= William Anthony Farone =

Scientist and tobacco industry whistleblower

William Anthony Farone was Director of Applied Research at Philip Morris from 1976 to 1984. He was hired at Philip Morris to make safer products and to find business alternatives outside the tobacco industry.

William Farone was fired from Philip Morris and he is considered in lawsuits to be an anti-tobacco expert.

== Background ==
Farone has a PhD in Physical Chemistry (1965), an MS in Chemistry (1962) and was awarded his BS in Chemistry with honors in 1961. All of his degrees are from Clarkson University in Potsdam, New York. Dr. Farone carried double majors during his undergraduate years and also has a strong background in business, mathematics, organic chemistry and engineering.

Farone spent eight years as a top scientist at Philip Morris, and was tasked with creating a safer cigarette that would provide smokers with the desired pharmaceutical effects of nicotine but with less risk to health. Farone was later fired from the company. Farone has given government officials and trial lawyers valuable information on industry practices from the upper reaches of Philip Morris' internal company research.

==Testimony==
Farone claimed in his testimony in the Donald A. LaBelle case in July, 2000 that it is possible to make safer cigarettes, and that the means for doing so were known to the industry. He indicated that the only way to know if you've made a safer cigarette is to test it for biological toxicity, and failure to do so means that you haven't shown that it's safer. He contended that as early as 1936 it was possible to make cigarettes safer than those that were being marketed to the public at that time. He maintained that the industry deliberately manipulated the levels of nicotine by changing the ratios of nicotine and tar in their products. The witness noted that Philip Morris continually denied causation and addiction of nicotine, but that both of those concepts were accepted when he was working as a Philip Morris scientist. He argued that some of Philip Morris' statements about the relationship between smoking and disease were unethical.
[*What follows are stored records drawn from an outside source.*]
Issue #118, opened 2015-06-08
Document REST api


Ferdi:
- Documentation using  https://github.com/apiaryio/api-blueprint
- Integrate with https://apiary.io/ ( we don't have to)

http://docs.lore.apiary.io/

pdpinch:
- [X] Merge this draft to master
- [x] Change the branch that's tied to apiary

pdpinch:
@Ferdi how do we change the branch on the apiary docs?

We could set it to master or, in a few days we should have a release branch.

pdpinch:
Ok. Apiary is working off master now. It should update whenever there is a commit.

PR #119, opened 2015-06-08
(WIP) Initial draft for the rest api doc

Ferdi:
#118

See http://docs.lore.apiary.io/

### DIFF
--- a/apiary.apib
+++ b/apiary.apib
@@ -6,18 +6,22 @@ HOST: http://lore.mit.edu/
 Simple API on top of MIT LORE application
 
 # URL
-URL Structure is `https://{domain}/api/v1/{resource}/{resourceId}`
+URL Structure is `https://{domain}/api/v1/{resource}/{resource_id}`
 
 | Code   | Description |
 | ---    | --- |
 |`{domain}`    | The domain of the LORE service. `private-b0103d-lore.apiary-mock.com/` is the Apiary mock server. |
 |`/api/v1/`    | The service endpoint includes the current version (v1) |
 |`{resource}`  | The resource endpoint for a specific set of objects in the system. Supported endpoints include repositories, vocabularies, learningresources, members|
-|`{resource_idd}`  |The `resource_id` sets the ID for a specific object to reference |
+|`{resource_id}`  |The `resource_id` sets the unique identifier (name or numerical) for a specific object to reference |
 
 *Example: `http://lore.mit.edu/api/v1/repos` will return a json representation of all repositories.*
 
-*Example: `http://lore.mit.edu/api/v1/repos/123` will return a json representation of the repository with id=123.*
+*Example: `http://lore.mit.edu/api/v1/repos/physics1` will return a json representation of the repository with name "physics1".*
+
+*Example: `http://lore.mit.edu/api/v1/repos/physics1/learningresources/1007` will return a json representation
+of the learning resource with ID= 1007.*
+
 
 # Operations
 LORE API uses the following HTTP verbs
@@ -72,10 +76,10 @@ Page numbering is 1-based. Omitting the ?page parameter will return the first pa
 
 Repository resource
 
-## Repositories [/repos/{repo_id}]
+## Repositories [/repos/{repo_name}]
 
 + Parameters
-    + repo_id: `17` (number, required) - ID of the Repository
+    + repo_name: `physics-intro` (string, required) - name of the repository
 
 ### Retrieve a repository [GET]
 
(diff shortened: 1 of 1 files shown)


apiary.apib
```diff
@@ -0,0 +1,333 @@
...
+
+# URL
+URL Structure is `https://{domain}/api/v1/{resource}/{resourceId}`
+
+| Code   | Description |
+| ---    | --- |
+|`{domain}`    | The domain of the LORE service. `private-b0103d-lore.apiary-mock.com/` is the Apiary mock server. |
+|`/api/v1/`    | The service endpoint includes the current version (v1) |
+|`{resource}`  | The resource endpoint for a specific set of objects in the system. Supported endpoints include repositories, vocabularies, learningresources, members|
+|`{resource_idd}`  |The `resource_id` sets the ID for a specific object to reference |
```
pdpinch: typo: `{resource_id}` instead of `{resource_idd}`

apiary.apib
```diff
@@ -0,0 +1,333 @@
...
+### Create a New Repository [POST]
+
+Create a repository by providing its JSON representation
+
++ Request (application/json)
+
+        {
+            "name": "Physics 1",
+            "description": "All intro-to-physics courses"
+        }
```
pdpinch: should we return the slug also?

apiary.apib
```diff
@@ -0,0 +1,333 @@
...
+    + Headers
+
+            Location: /repos/123
+
+    + Body
+
+            {
+                "name": "Physics 1",
+                "description": "All intro-to-physics courses"
+            }
```
pdpinch, line 120: Should we return the slug also?

apiary.apib
```diff
@@ -0,0 +1,333 @@
...
+|`500`| Server error. |
+
+
+# Authentication
+
+tbd.
+
+# Pagination
+
+Requests that return multiple items all accept a `?page` parameter
```
noisecapella, line 57: How many items per page? Default is 10 for django-rest-framework

apiary.apib
```diff
@@ -0,0 +1,333 @@
...
+Page numbering is 1-based. Omitting the ?page parameter will return the first page.
+
+# LORE API Root [/]
+
+## Retrieve the Entry Point [GET]
+
++ Response 200 (application/json)
+
+        {
+            "repositories_url": "/repos"
```
noisecapella, line 70: Providing links like this is a property of HATEOAS, is that what we're going for?

apiary.apib
noisecapella, line 120: I'm not sure it's relevant for a REST api since we're using id numbers in the URL

apiary.apib
Ferdi, line 57: I suggest  ~ 20  for our case

apiary.apib
```diff
@@ -0,0 +1,333 @@
...
++ Response 201 (application/json)
+
+    + Headers
+
+            Location: /repos/123
+
+    + Body
+
+            {
+                "name": "Physics 1",
```
noisecapella: Should include an id number to reference it in the future. I'm not sure that the Location header is useful here

apiary.apib
```diff
@@ -0,0 +1,333 @@
...
+
++ Parameters
+    + repo_id: `17` (number, required) - ID of the Repository
+
+### Retrieve a repository [GET]
+
++ Response 200 (application/json)
+
+        {
+            "tbd": "tbd",
```
noisecapella, line 89: This should be the same as the return from 'Create a new repository'

apiary.apib
```diff
@@ -0,0 +1,333 @@
...
+            "repositories_url": "/repos"
+        }
+
+
+
+## Group Repositories
+
+Repository resource
+
+## Repositories [/repos/{repo_id}]
```
noisecapella: Just to confirm, we're using /repos/ here instead of /repositories/?

apiary.apib
```diff
@@ -0,0 +1,333 @@
...
+                {
+                    "tbd": "tbd",
+                }
+            ]
+
+## Group Learningobjects
+
+Learning Object resource
+
+## Learningobjects [/repos/{repo_id}/learningobjects/{learningobject_id}]
```
noisecapella, line 145: Should be learningresources

Ferdi:
2 questions for discussions so far:
- Should we use `{id}` or `{slug}`
- Should the name in the url be "repos" or "repositories"

I dont have a strong opinion on either.

carsongee:
I'm a slug fan ala github API (since it is my favorite so far), also github uses repos, but there docs say repositories, but I don't care much on that front

carsongee:
https://developer.github.com/v3/repos/#list-your-repositories

apiary.apib
Ferdi: I think Location header is a sort of requirement on "POST"  http://goo.gl/87Mti0 .  I agree that we should return ID or the full representation of the newly created resource.

Ferdi:
Good idea on following github design when we can. It's one of my favorite apis too.

pdpinch:
@noisecapella what else needs to be addressed before we merge this?

noisecapella:
@pdpinch I haven't done any work on this yet, I've changed it back to work in progress

PR #127, opened 2015-06-08
Use `CELERY_ALWAYS_EAGER` to control use of asynchronous tasks

### LINKED ISSUE #110: refactor upload settings to always use celery
We can use celery for synchronous and asynchronous uploads. If we use celery everywhere, we'll have less code to support.  

For tests, we can set `always_eager = True`

carsongee:
Closes #110
[finished #96309378]


importer/tests/test_views.py
```diff
@@ -52,9 +52,8 @@ def test_upload_duplicate(self):
         self.assertTrue(Course.objects.count() == 0)
         self.upload_test_file()
         self.assertTrue(Course.objects.count() == 1)
-        body = self.upload_test_file()
+        self.upload_test_file()
         self.assertTrue(Course.objects.count() == 1)
```
ShawnMilo, line 56: Why remove the testing for the error message?

carsongee, line 56: Because it no longer is there, even with it running in eager mode, it isn't triggering error messages because it still runs "asynchronously" by returning immediately and the exception is raised outside the form save.  It prioritizes some need for status updates to the user, but that should get cleaned up with the stories coming up in a bit I hope, and it should simplify writing that so we don't have to worry about how to return errors to the user.

carsongee, line 56: I'll go ahead and remove that exception handler as well now too, but it might be worthing talking more about this if you'd like.  It certainly isn't better for the UX until that code is completed

ShawnMilo:
Cool. I'll merge after Travis finishes. I saw briefly that the coverage dropped, but that's a false indicator since more lines of code were removed than added, so the percentage suffers slightly.

carsongee:
The evil build #666 https://travis-ci.org/mitodl/lore/builds/65961399

ShawnMilo:
It's only evil if it fails. :game_die:

carsongee:
Nice work coveralls, "coverage decreased (-0.0%)

ShawnMilo:
Yeah, because of rounding. I bet it was like `-0.02` or something.

PR #141, opened 2015-06-09
Groundwork for search functionality.

### LINKED ISSUE #139: Search: Install search engine and integration with django-haystack
See #120.

ShawnMilo:
Adds Haystack and Elasticsearch to stack.

Adds first search index to LearningResource model.

closes #139

### DIFF
--- a/learningresources/search_indexes.py
+++ b/learningresources/search_indexes.py
@@ -3,19 +3,19 @@ Index information for Haystack.
 
 http://django-haystack.readthedocs.org/en/latest/tutorial.html
 """
-from haystack.indexes import (
-    SearchIndex, Indexable, CharField
-)  # pragma: no cover
 
-from learningresources.models import LearningResource  # pragma: no cover
+from haystack import indexes
+
+from learningresources.models import LearningResource
 
 
-class LearningResourceIndex(SearchIndex, Indexable):  # pragma: no cover
+class LearningResourceIndex(indexes.SearchIndex, indexes.Indexable):
     """
     Index configuration for the LearningResource model.
     """
-    text = CharField(
+    text = indexes.CharField(
         document=True, model_attr="content_xml", use_template=True)
+    resource_type = indexes.CharField(model_attr="learning_resource_type")
 
     def get_model(self):
         """Return the model for which this configures indexing."""
--- a/learningresources/search_indexes.py
+++ b/learningresources/search_indexes.py
@@ -1,0 +1,26 @@
+"""
+Index information for Haystack.
+
+http://django-haystack.readthedocs.org/en/latest/tutorial.html
+"""
+from haystack.indexes import (
+    SearchIndex, Indexable, CharField
+)  # pragma: no cover
+
+from learningresources.models import LearningResource  # pragma: no cover
+
+
+class LearningResourceIndex(SearchIndex, Indexable):  # pragma: no cover
+    """
+    Index configuration for the LearningResource model.
+    """
+    text = CharField(
+        document=True, model_attr="content_xml", use_template=True)
+
+    def get_model(self):
+        """Return the model for which this configures indexing."""
+        return LearningResource
+
+    def index_queryset(self, using=None):
+        """Records to check when updating entire index."""
+        return self.get_model().objects.all()
--- a/lore/settings.py
+++ b/lore/settings.py
@@ -85,6 +85,7 @@ INSTALLED_APPS = (
     'importer',
     'ui',
     'taxonomy',
+    'haystack',
 )
 
 MIDDLEWARE_CLASSES = (
@@ -267,3 +268,15 @@ CELERY_ALWAYS_EAGER = get_var("CELERY_ALWAYS_EAGER", True)
 # guardian specific settings
 ANONYMOUS_USER_ID = None
 GUARDIAN_RAISE_403 = True
+
+# Haystack
+HAYSTACK_CONNECTIONS = {
+    'default': {
+        'ENGINE': (
+            'haystack.backends.elasticsearch_backend'
+            '.ElasticsearchSearchEngine'
+        ),
+        'URL': get_var('HAYSTACK_URL', 'http://127.0.0.1:9200'),
+        'INDEX_NAME': 'haystack'
+    }
+}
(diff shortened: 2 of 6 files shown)


lore/settings.py
```diff
@@ -254,8 +255,21 @@ def get_var(name, default):
 }
 
 # Celery
+USE_CELERY = get_var("USE_CELERY", "True")
```
carsongee: Looks like this snuck back in

learningresources/search_indexes.py
```diff
@@ -0,0 +1,25 @@
...
+from haystack import indexes
+
+from learningresources.models import LearningResource
+
+
+class LearningResourceIndex(indexes.SearchIndex, indexes.Indexable):
+    """
+    Index configuration for the LearningResource model.
+    """
+    text = indexes.CharField(
```
carsongee, line 16: Is there  a way to include related sets like the vocabularies and such?

lore/settings.py
ShawnMilo: Thanks, fixed.

learningresources/search_indexes.py
ShawnMilo, line 16: There must be, but I don't know how yet. In the next branch (for #142), I've added the `LearningResource.learning_resource_type` to the config, which is a foreign key, and it indexes it fine, despite it being a foreign key. I'm going through the documentation and will figure it out.

The docs seem good content-wise, but the progression is pretty bad. It brings you from zero to 25, then jumps right to 60.

ui/urls.py
```diff
@@ -43,5 +43,6 @@
         r'vocabularies/(?P<vocab_slug>[-\w]+)/$',
         edit_vocabulary,
         name="edit_vocabulary"),
+    url(r'^search/', include('haystack.urls')),
```
Ferdi: so , can we have it be `/repositories/<reposlug>` ?

Ferdi:
I just noticed. I think search, should be a separate app

ui/urls.py
ShawnMilo: The URL is now just the "repositories/slug" URL. We're no longer importing any URLs from Haystack.

(WIP, not yet pushed.)

pdpinch:
Hmm. That `# pragma: no cover` didn't seem to take. 

Aside from the coverage, @carsongee @Ferdi do you guys have any other issues? Can this be merged?

ui/templates/search/indexes/learningresources/learningresource_text.txt
```diff
@@ -0,0 +1,3 @@
+{{ object.title }}
```
Ferdi, line 1: You probably dont need this file to go in this PR

ShawnMilo, line 1: Yeah, it's non-obvious, but it's required by the [Haystack config](https://github.com/mitodl/lore/pull/141/files#diff-1b36f1f0c5b2773e5fe7a4cfdb525190R20).

Ferdi, line 1: Sorry, it was my misunderstanding.  I thought it was the template to show the search result.

learningresources/search_indexes.py
```diff
@@ -0,0 +1,26 @@
+"""
+Index information for Haystack.
+
+http://django-haystack.readthedocs.org/en/latest/tutorial.html
+"""
+from haystack.indexes \
+    import SearchIndex, Indexable, CharField  # pragma: no cover
```
carsongee: I would prefer to remove all these no coverage comments and just let the coverage score go down.  These will all likely get covered as soon as we have more code that exercises them anyway and it will be worth knowing that

carsongee: Also, a small style preference, feel free to ignore, but I like

``` python
from haystack.indexes import (
    SearchIndex, Indexable, CharField
)
```

or

``` python
from haystack.indexes import (
    SearchIndex,
    Indexable,
    CharField
)
```

learningresources/search_indexes.py
```diff
@@ -0,0 +1,26 @@
...
+
+from learningresources.models import LearningResource  # pragma: no cover
+
+
+class LearningResourceIndex(SearchIndex, Indexable):  # pragma: no cover
+    """
+    Index configuration for the LearningResource model.
+    """
+    # This is a config file for Haystack; nothing to test.
```
carsongee: nit: I don't think this comment is necessary. The statement here is also true for model classes as long as they don't have methods, but we don't explicitly call that out, and these classes typically get "integration" testing coverage when views or apis are tested.

learningresources/search_indexes.py
ShawnMilo: I agree with you on these things. I did them this way because:
- The coverage score is zero. As a config file it doesn't get covered at all.
- Writing the imports as "one line" was done because the `pragma` tag has no scope larger than one line.

I'll fix the imports and put the `pragma` on the first or last line and see if coverage respects it.

learningresources/search_indexes.py
ShawnMilo: Yep, you're right. I had a `skip` line in there which has since been removed, and the comment was to cover it. I'll fix that.

learningresources/search_indexes.py
carsongee: >  As a config file it doesn't get covered at all.

I'm confused by this, If the config file is never imported by python, than it isn't being used, and shouldn't be included... For example both `cas/conf.py` and `lore/settings.py` are covered almost entirely simply by being there, since config python files still show as covered when the project starts up...  Won't this show as covered as soon as we have a view or something that uses haystack? Or a test for a signal or something?  What happens if you start up `coverage run ipython` and import and do some stuff with Haystack?  It should show this as covered I would think.

ShawnMilo: I don't know, but the tests do use Haystack and it gets 0% coverage. I'll remove the `pragma` statements and check again to be sure, though.

ShawnMilo:
@cg: I pushed a version with the `pragma` statements removed. It appears that you're right -- the coverage is fine in the next branch which has a view that uses Haystack, so the coverage may suffer with this commit but it will be temporary. I was confused because of working with each of these branches separately yesterday. Sorry for confusing you along with myself.

carsongee:
looks good :rooster:

PR #145, opened 2015-06-09
Switch to using django storage instead of raw os calls

### LINKED ISSUE #109: make asynchronous upload work in Heroku

carsongee:
Add S3 support for storing files
Closes #109
[Finishes #96309384]


docker-compose.yml
```diff
@@ -34,7 +34,7 @@ web:
     - db
     - redis
 celery:
-  build: .
+  image: lore_web
```
pwilkins, line 39: Question: I'm curious about what this change does.  Did Celery just build everything before, and now it's using an existing image?

importer/tests/test_import.py
```diff
@@ -7,15 +7,44 @@
...
+    else:
+        _, ext = os.path.splitext(path)
+
+    return default_storage.save(
+        '{prefix}/{random}{ext}'.format(
+            prefix=settings.IMPORT_PATH_PREFIX,
+            random=str(uuid.uuid4()),
+            ext=ext
+        ),
+        open(path, 'rb')
```
pwilkins: Question: I'm surprised that `open()` doesn't need a `try/except` block.  Must be a Python thing.

importer/tests/test_import.py
```diff
@@ -7,15 +7,44 @@
...
+
 from importer.api import import_course_from_file
 from importer.tasks import import_file
 from learningresources.models import LearningResource, Course
 from learningresources.tests.base import LoreTestCase
 
 
+def copy_file(path):
+    """
+    Copy given file into django default_storage
```
pwilkins: nit: missing sentence period.

docker-compose.yml
carsongee, line 39: Yeah, it just cuts the build time in half

pwilkins:
This is outside the scope of this PR, but `__init__.py/import_course_from_path()` needs a `Returns:` in its docstring.

importer/tests/test_import.py
carsongee: Well we get to be a bit lazy in tests since we are using input from our own repo and want uncaught exceptions if the file isn't there so the tests fail.

noisecapella:
@pwilkins That docstring is updated in master

lore/settings.py
```diff
@@ -169,6 +171,32 @@ def get_var(name, default):
...
+AWS_STORAGE_BUCKET_NAME = get_var('AWS_STORAGE_BUCKET_NAME', False)
+# Provide nice validation of the configuration
+if(
+        LORE_USE_S3 and
+        (not AWS_ACCESS_KEY_ID or
+         not AWS_SECRET_ACCESS_KEY or
+         not AWS_STORAGE_BUCKET_NAME)
+):
+    raise ImproperlyConfigured(
+        'You have enabled S3 support, but are missing either '
```
pwilkins: Nitty Nit: Common English usage has "either" used with multiple choices, but for people who have nothing better to do with their time than argue about such things, "either" is a choice between two options.  Absolutely no one will care either way.

ui/forms.py
```diff
@@ -59,14 +60,15 @@ def save(self, user_id, repo_id):
...
         # Save the uploaded file into a temp file.
-        handle, filename = mkstemp(suffix=uploaded_file.ext)
-        os.close(handle)
-
-        with open(filename, 'wb') as temp:
-            for chunk in uploaded_file:
-                temp.write(chunk)
-
-        import_file.delay(filename, repo_id, user_id)
+        path = default_storage.save(
```
pwilkins, line 63: Is there a limit on the size of the uploaded file?

importer/tests/test_import.py
pwilkins: Ah.  I'm still thinking from a Java perspective where leaving out a try/catch block gets you a dope slap from the compiler.  Now I see that in the tests what you did makes perfect sense.

pwilkins:
I was able to successfully run the tests with S3 storage enabled as well as disabled.

ui/forms.py
carsongee, line 63: Not imposed by us, just by disk space and server timeout

carsongee:
I have added two new commits that should stay as separate commits.  They are new issues discovered as a result of these changes.  We were having a lot of leftover test files in our bucket after running tests.  So the first commit refactors the way we create test zip files into the test base class, and the second adds a try finally construct to the upload function to ensure no matter what happens the uploaded file and temporary files are deleted to prevent filling up disks with old archive files.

He suggested that Philip Morris purposefully kept the smoking/health controversy alive.

According to Farone who has a Ph.D. in Physical Chemistry, an M.S. in Chemistry, and worked for Phillip Morris from 1976 to 1984 as Director of Applied Research, the company Chrysalis Technologies who is a subsidiary of the Altria Group, a company that is now operating as a division of Philip Morris, has developed a soft mist aerosol technology for pulmonary drug delivery that could be used as a nicotine inhaler and could put an end to cigarette smoking, he stated in the documentary The Tobacco Conspiracy, that this just won't happen because the cigarette companies that developed it would lose all of their profits.

Dr. Farone has continued to work in the same field, this time formulating and developing innovative products for tobacco users. Mainly his formula for a nicotine and tar and chemical residue eliminating mouthwash brand-named Nicorinse and trademarked in The United States, Europe, China, and Canada. He continues to work and consult on innovations in oral health.

== Bibliography ==
- Malka, Sophie (2005). "Infiltration : une taupe à la solde de Philip Morris" Foreword by William Anthony Farone.